Very helpful, Paula. I'll do that if I move again.

Ronni, it sounds as if you're doing OK with this. At least you don't have to rush now and can think about where to place things. Thank you for the photos. It's good to see your new place take shape.

Come to think of it, I might still have a couple of unpacked boxes sitting in my basement, from some twelve years ago. I hardly go down there, except to get a suitcase before a trip.
I hated the packing much more than the unpacking, as unpacking means you're almost done.
Bon courage! And take it easy

What a hassle, but it made for a cute post.
Might want to check with your disposal company...in Silverton that packing paper would go straight into the "comingled" bin that contains newspaper, wrapping paper, junk mail, foil, cans, plastic bottles.

ah well, no rush about it all. My boxes, seemingly eternally packed, do have room designations as well as general idea of items within. and yes, there are then those MISc boxes.

I can see you are more left brained than myself. i unpack onto shelves and into drawers any which way. just get it out of the boxes and into the open (in the appropriate room of course) and then later I go through and rearrange according to usage flow. For example, silverware in this drawer, hot mits in that to unpack.

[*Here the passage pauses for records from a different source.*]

PR #1959, opened 2021-02-05
Enable usage of HttpOnly Cookies to authenticate browsers

Shiranuit:
## What does this PR do ?

The goal of this PR is to add an option that enable the support of Browser Cookie as a Jwt
# To Do / Done
- [x] Add a Kuzzle config option to enable support for Cookie Authentication
- [x] Add config check when `supportCookieAuthentication` is `enabled`, to avoid incompatibilities in config
- [x] `auth:login` should send token as cookie when requested cookieOnly if Kuzzle supportCookieAuthentication is enabled
- [x] `auth:refreshToken` should send token as cookie when requested cookieOnly if Kuzzle supportCookieAuthentication is enabled
- [x] `auth:checkToken` should check use token in the cookie when requested cookieOnly if Kuzzle supportCookieAuthentication is enabled
- [x] The funnel should not use the token in the cookie when a request to `auth:login` or `auth:checkToken` is made with cookieOnly and Kuzzle supportCookieAuthentication is enabled
- [x] Fix documentation on error `configuration.incompatible_config`
- [x] Add unit tests for `auth:login`
- [x] Add unit tests for `auth:logout`
- [x] Add unit tests for `auth:checkToken`
- [x] Add unit tests for `auth:refreshToken`
- [x] Add unit tests for `funnel:checkRights`
- [x] Add functional tests for `auth:login`
- [x] Add functional tests for `auth:logout`
- [x] Add functional tests for `auth:checkToken`
- [x] Add functional tests for `auth:refreshToken`
- [x] Add functional tests for `funnel:checkRights`
- [x] Add documentation for the `cookieOnly` request's option
- [x] Add documentation for Kuzzle `http.supportCookieAuthentication` config


Shiranuit:
## Add Configuration [security.supportBrowserCookieAsJwt]
### When enabled:
Check if the [http] config is compatible with the option [security.supportBrowserCookieAsJwt]
#### In development:
- If incompatible raise an Exception that cancel the boot of Kuzzle
#### In production
- If incompatible disable the option and then prints a warning that explains why the option has been disabled

Set Access-Control-Allow-Credentials to true

## auth:login and auth:refreshToken
### When `cookieOnly` is set to `true` and `[security.supportBrowserCookieAsJwt]` is set to `true`

Kuzzle will send an object with the following properties (e.g without the jwt property)
```js
{ 
          _id: token.userId,
          expiresAt: token.expiresAt,
          ttl: token.ttl,  
}
```
and set the `Set-Cookie` as the `jwt` in the response header

### Otherwise both controller methods will work as usual

Why ? This will allow the SDK to detect if Kuzzle supportBrowserCookieAsJwt is disabled or not supported in the current version,
with this information we take action directly in the SDK to print a warning or raise an Exception

## Funnel behaviour when [security.supportBrowserCookieAsJwt] is true
When supportBrowserCookieAsJwt is enabled and a request has been made with the param `cookieOnly` the funnel is going to check if the request can be processed by checking the right as usual but this time, it will use the information contained in the cookie to replace the expected token in the request

### Troubles
For now if we make a request to `/_login/local?cookieOnly` with the credentials for the first time, everything works perfectly
But when we want to login with other credentials or if the jwt contained in the cookie as expired, because the param `cookieOnly` is set to true, the funnel is currently checking for the validity of the jwt sent in the cookie causing the request to will fail since the cookie is not valid anymore and preventing us to login.

This needs to be fixed to avoid checking the validity of the old jwt contained in the cookie when an `auth:login` request if made with `cookieOnly` since we want the SDK to login again and not check token validity

.kuzzlerc.sample
```diff
@@ -212,6 +212,10 @@
     // The profileIds applied to a user created with the API action
     // "security:createRestrictedUser"
     "restrictedProfileIds": ["default"],
+    // [supportBrowserCookieAsJwt]
+    // Enable Kuzzle secure support of Jwt in Cookie for the browser
+    // This option however is not compatible with [http.accessControlAllowOrigin] set to '*'
+    "supportBrowserCookieAsJwt": false,
```
Aschen, line 218: Nitpicking: I don't really like that name, also because we try to avoid the term `jwt` and use authentication token instead.

Proposals:
  - `authenticateWithCookie`
  - `supportCookieAuthentication` 
  - ...

lib/api/controller/auth.js
```diff
@@ -326,7 +365,14 @@ class AuthController extends NativeController {
...
   async checkToken (request) {
-    const token = this.getBodyString(request, 'token');
+    let token = null;
+
+    const isCookieOnly = request.input.args.cookieOnly;
+    if (!global.kuzzle.config.security.supportBrowserCookieAsJwt || !isCookieOnly) {
+      token = this.getBodyString(request, 'token');
+    } else {
+      token = request.context.token.jwt;
+    }
```
Aschen, line 375: Nitpicking: coding standards
```suggestion
    } 
    else {
      token = request.context.token.jwt;
    }
```

lib/api/controller/auth.js
```diff
@@ -326,7 +365,14 @@ class AuthController extends NativeController {
    * @returns {Promise<object>}
    */
   async checkToken (request) {
-    const token = this.getBodyString(request, 'token');
+    let token = null;
```
Aschen, line 368: If you really want to initialize this variable then you can use an empty string to keep same type after assignment

lib/api/controller/auth.js
```diff
@@ -259,6 +260,44 @@ class AuthController extends NativeController {
...
     }
 
+    // Only if the support of Browser Cookie as Jwt is enabled
+    // otherwise we should send a normal response because
+    // even if the SDK / Browser can handle the cookie,
+    // Kuzzle would not be capable of doing anything with it
+    if (global.kuzzle.config.security.supportBrowserCookieAsJwt) {
+      const isCookieOnly = request.input.args.cookieOnly;
+
+      if (isCookieOnly) {
```
Aschen, line 270: Redondant if, you should have both conditions in the same if. Also, since you use this at 3 different places you could DRY this code

lib/api/controller/auth.js
```diff
@@ -536,6 +582,40 @@ class AuthController extends NativeController {
...
+          _id: token.userId,
+          expiresAt: token.expiresAt,
+          ttl: token.ttl,  
+        };
+
+        request.setResult(resultContent,
+          {
+            headers: {
+              'Set-Cookie': Cookie.serialize(
+                'jwt',
```
Aschen, line 603: We try to not use `jwt` anymore. You should use `authToken` instead for example. (We want to introduce `refreshToken` as well in the futur)

lib/api/controller/auth.js
```diff
@@ -536,6 +582,40 @@ class AuthController extends NativeController {
...
+      const isCookieOnly = request.input.args.cookieOnly;
+
+      if (isCookieOnly) {
+        const resultContent = { 
+          _id: token.userId,
+          expiresAt: token.expiresAt,
+          ttl: token.ttl,  
+        };
+
+        request.setResult(resultContent,
```
Aschen, line 599:
```suggestion
        request.setResult(null,
```

Since the first argument is not used by Kuzzle to construct the response (but rather the return of the controller action method), we tend to put `null` as the first argument here to avoid confusion. 

Also, this makes `resultContent` useless

lib/api/funnel.js
```diff
@@ -368,6 +369,24 @@ class Funnel {
...
+    if (global.kuzzle.config.security.supportBrowserCookieAsJwt) {
+      
+      const isCookieOnly = request.input.args.cookieOnly;
+      // When a request id made with CookieOnly set to true
+      // We try to use the jwt cookie if present as jwt token
+      // otherwise check for jwt as input
+      if (isCookieOnly) {
+
+        if (request.input.headers && request.input.headers.cookie) {
+          const cookie = Cookie.parse(request.input.headers.cookie);
```
Aschen, line 383: Can this lead to a parsing error? Also since the client want a `cookieOnly` authentification, if the `cookie.jwt` property is not set (l 385) then it should be considered as an error

lib/core/backend/backend.ts
```diff
@@ -567,6 +567,28 @@ export class Backend {
       throw runtimeError.get('already_started', 'start');
     }
 
+    // When the support of cookie as jwt is enabled
+    // we need to perform some checks before starting Kuzzle
+    if (this.config.content.security.supportBrowserCookieAsJwt) {
+      if (this.config.content.http.accessControlAllowOrigin === '*') {
+        if (process.env.NODE_ENV === 'development') {
```
Aschen, line 574: `process.env` calls should be avoided in the code since each call will lead to an expensive syscall to get the env.

You can use our custom `global.NODE_ENV` variable which is set at startup.
```suggestion
        if (global.NODE_ENV === 'development') {
```

Also I think we should stop Kuzzle startup sequence even in production environment instead of (almost) silently start Kuzzle without a key security feature

lib/core/backend/backend.ts
```diff
@@ -567,6 +567,28 @@ export class Backend {
       throw runtimeError.get('already_started', 'start');
     }
 
+    // When the support of cookie as jwt is enabled
+    // we need to perform some checks before starting Kuzzle
+    if (this.config.content.security.supportBrowserCookieAsJwt) {
```
Aschen, line 572: 3 levels of `if` is too much IMHO

Aschen (changes requested):
Good job :+1: This feature is very much appreciated.

Some few remarks on the code (I saw it's still a draft but we need to move fast on this one so we could ship this in Kuzzle 2.10.0)

Shiranuit:
Thanks for the feedback, I will apply your suggestion ASAP

lib/api/funnel.js
Shiranuit: Cookie.parse can only fail when the string given is empty, wich cannot be the case here

Also I dont think if the client want a `cookieOnly` authentication that the this should be considered as an error, since it may be the first time the user makes a request to Kuzzle to authenticate himself and the cookie might not be set at this time

I will made a slight modification to make sure that if  the request is made with `cookieOnly` that only the cookie should be used even if it's not defined, this way I let the funnel handle the case when the token is missing

Shiranuit:
The previous trouble with login when there already was a Cookie with a potential expired token as been fixed by not using the token present in the Cookie when a request to `auth:login` or `auth:checkToken` has been made with cookieOnly and Kuzzle supportCookieAuthentication is enabled

Shiranuit:
# To Do

- [ ] Fix documentation on error `configuration.incompatible_config`
- [ ] Add unit tests for `auth:login`
- [ ] Add unit tests for `auth:checkToken`
- [ ] Add unit tests for `auth:refreshToken`
- [ ] Add documentation for the `cookieOnly` request's option
- [ ] Add documentation for Kuzzle `security.supportCookieAuthentication` config

lib/api/controller/auth.js
```diff
@@ -188,9 +189,74 @@ class AuthController extends NativeController {
         request.context.token);
     }
 
+    if (global.kuzzle.config.security.supportCookieAuthentication
```
Aschen, line 192: Nitpicking: coding standard
```suggestion
    if ( global.kuzzle.config.security.supportCookieAuthentication
```

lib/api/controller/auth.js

But later I may find it much more convenient to switch the drawers re: usage.

It sounds rather lovely to me any way you do it. you are creating your new storage container for the self as i now think of a living space. :D Very exciting. Met any of yr condo neighbors yet?

ps I read Paula's list of moving tips using color coding. not sure i could do all of that listing, however color coding is a great idea.

That definitely sounds like progress to me! And the photographs are lovely, it already looks *homey*. I hope you feel more settled soon!

i love what you're doing and writing. so familiar to me. never mind the tea. how about wine/scotch/beer and then a walk?
eline, oakdale

eline, oakdale, is good, but elaine, oakdale is better.

In 1972 I moved into this house head first with a husband and two small children. In 20--, I am going to move out of this house "head first" and will only have to pack one thing - ME. But of course Man plans and God laughs....so who knows...just take it all in stride, Ronni and be glad YOU MADE IT!!!!! Looks nice!!!